University of Wisconsin-Madison investigators lead the multi-institution study which reviewed if the skewed ASD prevalence was the result of inadequate screening and failure to assign a diagnosis among vulnerable children.

The study appears in the American Journal of Public Health.

Maureen Durkin and her team found that the incidence, or the number of children diagnosed with autism, increased during the study period. In fact, during the eight years of the study, the overall prevalence of ASD in children more than doubled, increasing from 6.6 to 14.7 cases per thousand children.

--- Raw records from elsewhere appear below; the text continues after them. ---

PR #915, opened 2020-01-27
feat: support the ref prop to useTrail

1natsu172:
Issue #838

Support the ref prop to `useTrail` like the `useTransition`.

> useTrail with useChain at my local

PR #918, opened 2020-01-29
feat: support ref prop to useTrail on v9 canary

1natsu172:
Port #915 to v9 canary 🚢


aleclarson:
Closing in favor of #1134

PR #940, opened 2020-02-26
Fix: HSL -> RGB Accuracy. 

ShanonJackson:
https://github.com/react-spring/react-spring/issues/938

### DIFF
--- a/.size-snapshot.json
+++ b/.size-snapshot.json
@@ -19,16 +19,16 @@
     "gzipped": 1999
   },
   "dist/web.js": {
-    "bundled": 63554,
-    "minified": 30170,
-    "gzipped": 10988,
+    "bundled": 63781,
+    "minified": 30180,
+    "gzipped": 10974,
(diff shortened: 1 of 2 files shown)


aleclarson:
Merged into #978

aleclarson:
Now available in v9.0.0-rc.2 #985

aleclarson:
This PR will be reverted in v9.0.0-rc.4 because it returns `rgb(255, 97, 97)` for `hsl(57, 100%, 69%)` when it should actually be `rgb(255, 247, 97)`. The previous implementation works as expected, at least in this case.

ShanonJackson:
Might be worth just using the native DOM api to convert colors, it (should) always be right. However this wont work for SSR.
```
var div = document.createElement("div");
div.style.color = "hsl(57, 100%, 69%)"
console.log(div.style.color) // rgb(255, 247, 97);
```
where it always converts to RGB.

PR #945, opened 2020-03-13
Fix memory leak in SSR

topaxi:
This is an ugly hack to fix a major memory leak in our application. Without this our application crashes with OOM errors after about 5mins.

I'd be very happy to change the solution to something more appropriate if you can point me into the right directions, but so far I'm a bit lost where the controllers should be cleaned up in the SSR case.

Related to https://github.com/react-spring/react-spring/issues/778

### DIFF
--- a/src/animated/FrameLoop.ts
+++ b/src/animated/FrameLoop.ts
@@ -5,6 +5,10 @@ import { now, requestFrame, manualFrameloop } from './Globals'
 let active = false
 const controllers = new Set()
 
+if (typeof window === 'undefined') {
+  setInterval(controllers.clear.bind(controllers), 1000)
+}
+
 const update = () => {
   if (!active) return false
   let time = now()


KB1RMA:
As I'm reading through this file, wouldn't it maybe be more appropriate to not add a controller to the set at all when server rendering? The animation is never going to run on the server, so why add it at all?

I don't know if this is the best place to add it, but checking if we're on the server when start is called could prevent the leak. Something along the lines of this:

```js
const start = (controller: Controller) => {
  // Check for SSR
  if (typeof window === 'undefined') return

  // Proceed as normal in browser
  if (!controllers.has(controller)) controllers.add(controller)
  if (!active) {
    active = true
    if (manualFrameloop) requestFrame(manualFrameloop)
    else requestFrame(update)
  }
}
```

Does this approach seem reasonable?

joshuaellis:
this looks the same as #1054 is there a difference?

Anthonyzou:
SSR memory leaks seem fixed in version `9.0.0`.

PR #980, opened 2020-05-03
fix: useTrail v9

aleclarson:


packages/core/src/hooks/useTrail.ts
```diff
@@ -70,17 +68,17 @@ export function useTrail(
     }
   }, deps)
 
-  if (arguments.length == 3) {
+  if (propsFn || arguments.length == 3) {
     const update = result[1]
-    result[1] = propsArg => {
+    result[1] = useCallbackOne(propsArg => {
```
aleclarson, line 73: This call means you must **never** switch between passing a props function and a props object.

Prevalence pertains to the total number of children who have an ASD diagnosis.

Her team analyzed education and health care data for 1.3 million eight year-old children from a Centers for Disease Control and Prevention population-based surveillance program, with sites in 11 states across the U.S.: Alabama, Arizona, Arkansas, Colorado, Georgia, Maryland, Missouri, New Jersey, North Carolina, Utah, and Wisconsin.

The study merged this autism surveillance data with U.S. Census measures of socioeconomic status, such as number of adults who have bachelor’s degrees, poverty, and median household incomes in the census tracts studied.

The study does not prove children from lower socioeconomic backgrounds are not getting the diagnoses and support they need, Durkin says, but it does indicate that’s the most likely scenario.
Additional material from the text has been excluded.